### YOUR ASSIGNMENT
Search the data below for the string "CloneTrait" and copy all lines where it shows up.

################

PR #2990, opened 2019-08-19
Prevent cloning generator when instanciating previous_data

Nitneuk2:
| Q             | A
| ------------- | ---
| Bug fix?      | yes
| New feature?  | no
| BC breaks?    | no
| Deprecations? | no
| Tests pass?   | yes
| Fixed tickets |
| License       | MIT
| Doc PR        |  https://github.com/api-platform/docs/pull/858

Add a clone trait with a method `clone` that returns a clone of the given variable if cloneable.
Inspired by @alanpoulain from #2978

### DIFF
--- a/src/Util/CloneTrait.php
+++ b/src/Util/CloneTrait.php
@@ -1,0 +1,37 @@
+<?php
+
+/*
+ * This file is part of the API Platform project.
+ *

################

### TASK RESULT
--- a/src/Util/CloneTrait.php
+++ b/src/Util/CloneTrait.php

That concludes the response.